- _Assigned task_:
Write out the records that follow with every word intact.
[[ The data open ]]
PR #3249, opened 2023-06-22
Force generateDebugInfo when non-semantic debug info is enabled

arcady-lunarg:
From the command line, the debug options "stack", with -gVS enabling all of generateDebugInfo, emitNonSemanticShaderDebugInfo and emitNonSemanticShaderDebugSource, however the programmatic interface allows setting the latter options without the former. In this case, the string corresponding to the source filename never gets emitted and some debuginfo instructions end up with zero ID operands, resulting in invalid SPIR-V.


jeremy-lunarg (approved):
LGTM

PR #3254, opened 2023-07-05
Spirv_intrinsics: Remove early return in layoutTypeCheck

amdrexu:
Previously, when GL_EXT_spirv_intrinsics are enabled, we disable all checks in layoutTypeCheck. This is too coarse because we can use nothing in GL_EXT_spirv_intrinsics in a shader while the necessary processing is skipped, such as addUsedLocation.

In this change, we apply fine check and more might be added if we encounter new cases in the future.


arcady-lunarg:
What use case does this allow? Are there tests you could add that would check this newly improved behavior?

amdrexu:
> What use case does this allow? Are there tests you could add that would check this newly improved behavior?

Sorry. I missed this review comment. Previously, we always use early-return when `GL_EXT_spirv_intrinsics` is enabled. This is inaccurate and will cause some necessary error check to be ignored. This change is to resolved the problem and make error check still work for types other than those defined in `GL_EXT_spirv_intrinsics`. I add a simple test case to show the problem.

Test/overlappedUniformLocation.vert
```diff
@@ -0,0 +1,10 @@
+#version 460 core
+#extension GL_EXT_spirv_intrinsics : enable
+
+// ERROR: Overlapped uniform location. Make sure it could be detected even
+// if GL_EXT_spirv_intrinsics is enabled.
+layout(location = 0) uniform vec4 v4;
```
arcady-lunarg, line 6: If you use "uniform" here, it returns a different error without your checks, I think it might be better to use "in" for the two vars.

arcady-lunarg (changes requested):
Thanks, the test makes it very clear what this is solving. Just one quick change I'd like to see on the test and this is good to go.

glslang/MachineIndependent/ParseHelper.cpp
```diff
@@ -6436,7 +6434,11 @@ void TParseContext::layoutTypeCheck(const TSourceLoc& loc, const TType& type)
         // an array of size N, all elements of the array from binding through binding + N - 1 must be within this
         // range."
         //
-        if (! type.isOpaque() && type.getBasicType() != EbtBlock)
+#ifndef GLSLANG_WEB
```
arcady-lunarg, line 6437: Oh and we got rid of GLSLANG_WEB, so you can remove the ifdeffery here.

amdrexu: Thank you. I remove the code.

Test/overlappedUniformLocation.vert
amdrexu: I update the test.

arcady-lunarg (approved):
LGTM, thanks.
[[ The data closed ]]
- _Solution below_:
PR #3249, opened 2023-06-22
Force generateDebugInfo when non-semantic debug info is enabled

arcady-lunarg:
From the command line, the debug options "stack", with -gVS enabling all of generateDebugInfo, emitNonSemanticShaderDebugInfo and emitNonSemanticShaderDebugSource, however the programmatic interface allows setting the latter options without the former. In this case, the string corresponding to the source filename never gets emitted and some debuginfo instructions end up with zero ID operands, resulting in invalid SPIR-V.


jeremy-lunarg (approved):
LGTM

PR #3254, opened 2023-07-05
Spirv_intrinsics: Remove early return in layoutTypeCheck

amdrexu:
Previously, when GL_EXT_spirv_intrinsics are enabled, we disable all checks in layoutTypeCheck. This is too coarse because we can use nothing in GL_EXT_spirv_intrinsics in a shader while the necessary processing is skipped, such as addUsedLocation.

In this change, we apply fine check and more might be added if we encounter new cases in the future.


arcady-lunarg:
What use case does this allow? Are there tests you could add that would check this newly improved behavior?

amdrexu:
> What use case does this allow? Are there tests you could add that would check this newly improved behavior?

Sorry. I missed this review comment. Previously, we always use early-return when `GL_EXT_spirv_intrinsics` is enabled. This is inaccurate and will cause some necessary error check to be ignored. This change is to resolved the problem and make error check still work for types other than those defined in `GL_EXT_spirv_intrinsics`. I add a simple test case to show the problem.

Test/overlappedUniformLocation.vert
```diff
@@ -0,0 +1,10 @@
+#version 460 core
+#extension GL_EXT_spirv_intrinsics : enable
+
+// ERROR: Overlapped uniform location. Make sure it could be detected even
+// if GL_EXT_spirv_intrinsics is enabled.
+layout(location = 0) uniform vec4 v4;
```
arcady-lunarg, line 6: If you use "uniform" here, it returns a different error without your checks, I think it might be better to use "in" for the two vars.

arcady-lunarg (changes requested):
Thanks, the test makes it very clear what this is solving. Just one quick change I'd like to see on the test and this is good to go.

glslang/MachineIndependent/ParseHelper.cpp
```diff
@@ -6436,7 +6434,11 @@ void TParseContext::layoutTypeCheck(const TSourceLoc& loc, const TType& type)
         // an array of size N, all elements of the array from binding through binding + N - 1 must be within this
         // range."
         //
-        if (! type.isOpaque() && type.getBasicType() != EbtBlock)
+#ifndef GLSLANG_WEB
```
arcady-lunarg, line 6437: Oh and we got rid of GLSLANG_WEB, so you can remove the ifdeffery here.

amdrexu: Thank you. I remove the code.

Test/overlappedUniformLocation.vert
amdrexu: I update the test.

arcady-lunarg (approved):
LGTM, thanks.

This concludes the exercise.